START DATA SECTION

PR #2598, opened 2025-08-30
MVKInstance: Make vkGetPhysicalDeviceToolProperties() instance again.

cdavis5e:
The Vulkan spec [states][1] that `vkGetInstanceProcAddr()` returns all dispatchable functions of a `VkInstance` or its direct children. It further [states][2] that `vkGetDeviceProcAddr()` does _not_ return any dispatchable function of a `VkPhysicalDevice`. This means that, despite that `VK_EXT_tooling_info` is a device extension, the `vkGetPhysicalDeviceToolProperties()` function is an _instance_ function. This case falls under the "available device extension dispatchable command for `instance`" case in Table 1, and footnote 3 in Table 2.

Fixes the `dEQP-VK.api.version_check.entry_points` test.

[1]: https://docs.vulkan.org/spec/latest/chapters/initialization.html#vkGetInstanceProcAddr-behavior
[2]: https://docs.vulkan.org/spec/latest/chapters/initialization.html#vkGetDeviceProcAddr-behavior

### DIFF
--- a/MoltenVK/MoltenVK/GPUObjects/MVKInstance.mm
+++ b/MoltenVK/MoltenVK/GPUObjects/MVKInstance.mm
@@ -428,9 +428,9 @@ void MVKInstance::initMVKConfig(const VkInstanceCreateInfo* pCreateInfo) {
 	ADD_DVC_1_2_ENTRY_POINT(func); \
 	ADD_ENTRY_POINT_MAP(func##extSuffix, func, 0, VK_##EXT##_EXTENSION_NAME, true)
 
-#define ADD_INST_1_3_PROMOTED_ENTRY_POINT(func, EXT)	\
+#define ADD_INST_1_3_PROMOTED_ENTRY_POINT(func, extSuffix, EXT)	\
 	ADD_INST_1_3_ENTRY_POINT(func);	\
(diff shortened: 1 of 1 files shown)


cdavis5e:
@billhollings There's something up with the iOS builder. It looks like there are no iOS configurations available.

squidbus:
Just to help my understanding - it still works to get the function via `vkGetInstanceProcAddr` with this change correct? As that is what the Vulkan-Hpp headers do.

cdavis5e:
> Just to help my understanding - it still works to get the function via `vkGetInstanceProcAddr` with this change correct? As that is what the Vulkan-Hpp headers do.

Yes, it should still work. It actually worked before this change anyway, because `vkGetInstanceProcAddr()` is allowed to return device-dispatchable entry points as well. `vkGetDeviceProcAddr()` is an optimization that short-circuits this dispatch directly to the ICD.

cdavis5e:
> @billhollings There's something up with the iOS builder. It looks like there are no iOS configurations available.

It's only failing sporadically, and it's happening specifically because the simulator for iOS 18 for some reason isn't installed on the builder image--but only sometimes.

billhollings:
> @billhollings There's something up with the iOS builder. It looks like there are no iOS configurations available.

Yeah. Maybe a misconfigured runner update at GitHub? Looks like it's working now at least. We can see if that sticks before looking into how to fix it from our end.

PR #2601, opened 2025-09-01
MVKDescriptorPool: Return `VK_ERROR_OUT_OF_POOL_MEMORY` when running …

cdavis5e:
…out of sets.

As required by `VK_KHR_maintenance1`.

Also keep track of available argument buffer space, and return `VK_ERROR_OUT_OF_POOL_MEMORY` if there is not enough total space left to accommodate the encoded argument buffer for a descriptor set.

Fixes the `dEQP-VK.api.descriptor_pool.out_of_pool_memory` test.


squidbus (approved):

billhollings (approved):
LGTM. Thanks.

PR #2602, opened 2025-09-01
MVKPhysicalDevice: Fix fencepost error.

cdavis5e:
If the client requests exactly as many variable descriptors as would fit, the check would return "not supported." The CTS explicitly tests this case.

Fixes 10 tests under
`dEQP-VK.api.maintenance3_check.support_count_*_extra_bindings`.


billhollings (approved):
LGTM. Thanks!

PR #2804, opened 2026-08-19
Remove the unused kMVKFormatColorHalf format type.

utzcoz:
No format descriptor ever produced it. Every 16-bit floating point format is registered as kMVKFormatColorFloat, so getFormatType() could not return it, and the six switches naming it were unreachable.

Five of those switches shared an arm with kMVKFormatColorFloat and are unaffected. The sixth, getMTLFormatTypeString(), was the only one to give it a distinct result, a half MSL type for the attachment clear shader; a 16-bit float attachment already reaches the float arm there.

This removes an enumerator from a public header, so a value of MVKFormatType compiled against an earlier release no longer matches.


utzcoz:
Hi @squidbus , could you help to review this PR? Thanks.

squidbus:
To be honest, I'm unsure whether it makes more sense to just remove this or set the 16-bit float color formats to use it, which is why I haven't left a review.

utzcoz:
Understood. I can close this one.

PR #2809, opened 2026-08-28
Fix memory accumulation of pooled command objects that retain their content

### LINKED ISSUE #2808: Command object pools leak under multithreaded recording, USE_COMMAND_POOLING=0 avoids it
## Description

Command object pools leak when command buffers are recorded from more than one thread. Memory grows by roughly 90MB per minute while rendering, mostly 64KB push descriptor allocations, and the process aborts after about an hour. Setting `MVK_CONFIG_USE_COMMAND_POOLING=0` removes the leak entirely: 447MB growth over a 5 minute replay with pooling on, 83MB with it off, no measurable fps difference between the two.

## Environment

- MoltenVK 1.4.2
- macOS 26, Apple Silicon (M3 Max, also reported on M3 Ultra)
- mesa zink (26.2-devel) on top of MoltenVK, threaded context
- App: Beyond All Reason (OpenGL through zink)

## Steps to Reproduce

1. Run a zink based app with a threaded context on default MoltenVK config
2. Watch process memory while it renders: steady growth, ~90MB per minute here
3. Repeat with `MVK_CONFIG_USE_COMMAND_POOLING=0`: memory stays flat

## Notes

`MVKObjectPool` documents `acquireObject()`/`returnObject()` as single thread only and has `Safely` variants next to them, but `MVKCommandPool` uses the unsafe ones. So the question: is the app expected to serialize everything that touches these pools? Then this is a zink bug and I'll take it to mesa instead. Or should the command pools be using the safe variants? If you tell me which way you would want this fixed, I can put together a PR. The leak reproduces here in minutes, so testing is easy.

Vandomas:
Pooled commands keep their retained content while parked in the pool. `MVKCmdPushDescriptorSetWithTemplate` holds about 60 KB of template data per object, and under zink that accumulates around 90 MB per minute until the process aborts.

The fix releases the content when the command buffer is reset and out of the pending state, via a `releaseRetainedContent()` virtual implemented by the two push descriptor commands. On the same workload retained payload after 5 minutes drops from 516 MB to 106 MB of commands actually in flight, fps unchanged.

Fixes #2808.


Vandomas:
Converted to draft: found a use after free in game testing. The immediate encoding path releases commands mid-recording while the encoder still holds a pointer to their content, which ends in a lost device. The release needs to happen only on the reset path. Reworking and retesting.

PR #2814, opened 2026-09-03
Add MVK_CONFIG_MAXIMUM_PRESENT_FRAME_RATE to cap the presentation rate

berksozgen:
Metal can pace presentation through `-[MTLDrawable presentAfterMinimumDuration:]`,
which lets the OS reduce GPU clocks, which is usually the reason an app chooses a
lower frame rate in the first place. MoltenVK never calls it, so an app that wants
to run below the rate of the display can only throttle its own render loop, which
leaves the OS to infer the cadence rather than being told it.

This adds a configuration parameter that declares the maximum presentation rate.
When it is zero, the default, presentation is unchanged.

### Measurements

Frame interval sampled over one second windows, on an iPhone 17 and an iPad Pro M4,
both with 120Hz displays:

| | default | 80 | 45 | 30 |
|---|---|---|---|---|
| iPhone 17 | 60 | 60 | 30 | 30 |
| iPad Pro M4 | 120 | 60 | 40 | 30 |

The resulting rate is quantized to the refresh rate of the display, since a
presentation is shown on a refresh cycle: on a display being refreshed at `R`,
requesting `F` presents at `R / ceil(R / F)`. The rows above are exactly that,
with `R` being 60 on the iPhone and 120 on the iPad. This is documented, because
an app asking for 45 and being shown 40 is otherwise surprising.

Verified against an unpatched build of the same source on both devices: with the
default, the frame interval is identical.

### Notes

- The duration is resolved once, at swapchain creation, rather than at each
  presentation, because presentation occurs from a `MTLCommandBuffer` callback.
- Deriving a default from the refresh rate of the display was tried and rejected:
  a minimum duration equal to the refresh cycle duration is a knife edge, and on
  the iPad it lowered the measured rate from 120 to 80, as jitter pushed alternate
  frames to the following refresh cycle. The parameter is therefore purely opt-in.
- Built and tested on `main`; the measurements above were taken with the same
  change applied to `v1.4.2`, which is the version shipped in Vulkan SDK 1.4.357.1.


berksozgen:
A follow-up measurement on this, which exposes a rough edge in what I proposed.
I do not think it should change the patch, but it belongs in the documentation.

The patch passes the duration through raw: `_minPresentDuration = 1.0 / maximumPresentFrameRate`.
When the requested rate divides the refresh rate exactly, that duration lands
precisely on a cycle boundary — and those are the values people actually ask for
(30 on a 60Hz panel, 60 or 30 on a 120Hz panel).

Measured on iPhone 17, panel at 60Hz, one-second windows:

| requested cap | duration | position     | achieved | frame interval  |
|---------------|----------|--------------|----------|-----------------|
| 30            | 33.33 ms | 2.00 periods | 30       | **20.1 - 35.0 ms** |
| 31            | 32.26 ms | 1.94 periods | 30       | **31.6 - 34.5 ms** |

Same achieved rate, but pacing is roughly five times tighter one step off the
boundary. Average frame rate is not the thing that degrades; frame-to-frame
consistency is.

The principled fix would be to aim for the middle of the intended cycle rather
than its edge: with `k = ceil(R / F)`, use `(k - 0.5) / R` instead of `1 / F`.

**I am not proposing that here, for two reasons.**

First, MoltenVK does not reliably know `R`. `MVKSwapchain::getRefreshCycleDuration`
reads `screen.maximumFramesPerSecond` on iOS, which is the panel's *maximum*, not
its current rate. Those differ as soon as anything in the process declares a
`CAFrameRateRange` — in my case the panel sits at 80Hz while `maximumFramesPerSecond`
still reports 120.

Second, `presentAfterMinimumDuration:` is a *minimum*, so shortening it can move
a frame to an earlier cycle and exceed the maximum the caller asked for. For a
setting named MAXIMUM_PRESENT_FRAME_RATE that seems worse than the pacing jitter.

A fixed offset such as `1 / (F + 1)` does not work either: it fixes 30 and breaks
29, 19 and 14 on a 60Hz panel, because it relocates the boundary rather than
avoiding it. I measured 29 as a clean 20fps today; with the offset it would sit
on the boundary instead.

So my suggestion is a documentation note rather than a behaviour change — roughly:

> The requested rate is quantized to the display's refresh cycle. Requesting a
> rate that divides the refresh rate exactly places the minimum duration on a
> cycle boundary, where small variations in frame time can move a presentation to
> the next cycle. The average rate is unaffected, but frame pacing is more
> consistent if the request is placed slightly above such a value.

I am happy to write that into `Docs/MoltenVK_Configuration_Parameters.md` in this
PR if you would like it there.

Issue #2805, opened 2026-08-21
Commands implemented using compute may have incorrect barrier fences when combined with other compute


squidbus:
Consider the following example (received from @aitor-lunarg):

END DATA SECTION

PROBLEM TO WORK ON ->
Locate the lines above that contain "context" and copy them.

WRITTEN ANSWER ->
- mesa zink (26.2-devel) on top of MoltenVK, threaded context
1. Run a zink based app with a threaded context on default MoltenVK config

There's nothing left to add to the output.